Patient | Anti-HE4 antibodies (mean OD) # | HE4 antigen (pM) | ||
---|---|---|---|---|
Dilution 1:20 | Dilution 1:100 | Serum | Urine | |
1 | 0.63 | 0.57 | 439* | 11.5* |
2 | 0.29 | 0.18 | 180* | 11.9* |
3 | 0.03 | 0 | 116 | 7.0* |
4 | 3.51* | 3.65* | 90 | 9.1* |
5 | 1.70* | 2.61* | 652* | 16.9* |
6 | 0.01 | 0.09 | 665* | 46.4* |
7 | 0.10 | 0.21 | 492* | 15.6* |
8 | 0.30 | 0.16 | 71 | 1.5 |
9 | 0.65 | 0.39 | 73 | 2.2* |
10 | 2.69* | 1.38* | 176* | 8.1* |
11 | 0.30 | 0.23 | 337* | 4.9* |
12 | 0 | 0 | 82 | 1.7 |
13 | 2.49* | 2.93* | 205* | 2.2* |
Cut-off values were the same as for the data presented in Table 2 and adsorption values corresponding to M+2 SD are indicated (*).
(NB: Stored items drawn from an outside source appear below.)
Issue #510, opened 2020-06-26
Warnings, during the compilation.


vladipus:
This is kind of irritation and halts the build when using `-Werror`:
```
unity.c(762,28): warning: empty expression statement has no effect; remove unnecessary ';' to silence this warning [-Wextra-semi-stmt]
[build]         UNITY_FAIL_AND_BAIL;
```

vladipus:
And also these on the generated code:
```
int GlobalExpectCount;
[build]     ^
[build] test\test_***_Runner.c(17,1): note: declare 'static' if the variable is not intended to be used outside of this translation unit
```

PR #544, opened 2021-02-27
Bugfix/fix issue 510

farrrb:
Fix first part of #510 in `unity.c` . 

**Note:**  This does ___not___ fix the `int GlobalExpectCount;` error  @vladipus is seeing. 

There is also an error in my CI runs (but not in the official ones), that will get fixed by this PR (see https://github.com/ThrowTheSwitch/Unity/commit/fa32e530ba1aecc37113067714d29459d12bbdec):
image

### DIFF
--- a/CMakeLists.txt
+++ b/CMakeLists.txt
@@ -103,6 +103,7 @@ target_compile_options(${PROJECT_NAME}
                                  -Wcast-qual
                                  -Wconversion
                                  -Wexit-time-destructors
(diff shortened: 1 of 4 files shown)


farrrb:
Just for the sake of completeness, here is a screenshot of the internal run from github workflow... I cannot comprehend what was going on there and why it was only on my side (my fork) of the repository...
image

PR #545, opened 2021-03-09
Test define customizable in module_generator

MrRedKite:
Hello,
I had the problem, that the recently added "#ifdef TEST" in the testfile didn't work, because I used the define "TEST" for other purposes. This is why I made the define customizable via the project.yml in ceedling. With this, you can use your own define (in my case "CEEDLING_TEST").

I hope its useful :)

Related to Ceedling pull request: [ThrowTheSwitch/Ceedling#570](https://github.com/ThrowTheSwitch/Ceedling/pull/570)

### DIFF
--- a/auto/generate_module.rb
+++ b/auto/generate_module.rb
@@ -13,7 +13,7 @@ require 'fileutils'
 require 'pathname'
 
 # TEMPLATE_TST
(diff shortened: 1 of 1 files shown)


mvandervoord:
Merge to PR #656

PR #553, opened 2021-04-07
Fix unity_test_summary ruby script with parameterized tests

jannisbaudisch:
When you passed a string with a colon (":") to a test via test
parameterization, the unity_test_summary.rb script was no longer
able to handle its output.

EXAMPLE:
```
TEST_CASE("::1")
void test_some_parameterized_ipv6_address(const char *address)
{
	TEST_FAIL();
}
```

The reason for this is, that a simple split at colon command was used.
Changed this to a more complex regex.

PLEASE NOTE: I have no clue, how to write clean ruby code. I bet this
can be written much prettier. Feel free to change it, but at least the
concept is working.


mvandervoord:
Merge into PR #656

PR #555, opened 2021-04-16
Ignore space around parameter in TEST_CASE()

erijo:
This makes it possible to use defines that expand to something that
includes space, e.g. TEST_CASE(true).


erijo:
Anything I can do to help push this PR forward?

PR #556, opened 2021-04-16
Add support for TEST_RANGE with exclusive end

erijo:
If the range is <start, end, step> instead of [start, end, step], the
end value will not be included in the range.

This can be useful if you have a define that defines e.g. the size of
something and you want to use this define as the end value. As the
pre-processor doesn't evalutate expressions (unless you do some macro
magic) you can't specify the range as [0, MY_SIZE - 1, 1]. With this
change you can then instead give the range <0, MY_SIZE, 1>.

### DIFF
--- a/auto/generate_test_runner.rb
+++ b/auto/generate_test_runner.rb
@@ -148,12 +148,13 @@ class UnityTestRunnerGenerator
           end
 
           # RANGE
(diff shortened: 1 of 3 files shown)


erijo:
What's your thought on this PR @mvandervoord? Do you think it can be accepted or would you rather see it done in some other way?

mvandervoord:
I like this. If it's easy enough, can you throw in a test case or two to show it works (and as an example of what's possible)

erijo:
I've an attempt at a test now @mvandervoord.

Sera were scored as positive for HE4 antigen using the 150 cutoff established for the FDI kit. Urine samples were assayed as described [42] and scored as positive (M+2SD) at a cut-off value of 2.0.
Discussion
We have developed an ELISA to detect antibodies to recombinant full length HE4 protein and show that sera from women with infertility involving ovarian dysfunction (POF, ovulatory dysfunction, unexplained infertility) have antibodies to HE4 more frequently than healthy controls, as does a subgroup of women with OvC. We previously reported that sera from the same group of infertile women often contain antibodies to mesothelin [24]. We now demonstrate that there was a strong correlation between antibodies to both of these antigens in specimens from the same patient, suggesting that antibodies to antigens expressed by epithelium from ovary and Fallopian tube and overexpressed in OvC may identify high risk individuals and serve as complementary biomarkers to antigen alone. Antibodies to HE4, but not to mesothelin [24], were found in women with endometriosis although less frequently than in women with ovarian dysfunction. In cancer, antibodies usually reflect the expression of the corresponding antigen in the tumor [35]. It is not clear whether HE4 is expressed in endometriosis, since expression of HE4 was found in one study [29] but not in another [36]. It is expressed in endometrioid ovarian tumors [37], the most common tumor type associated with endometriosis.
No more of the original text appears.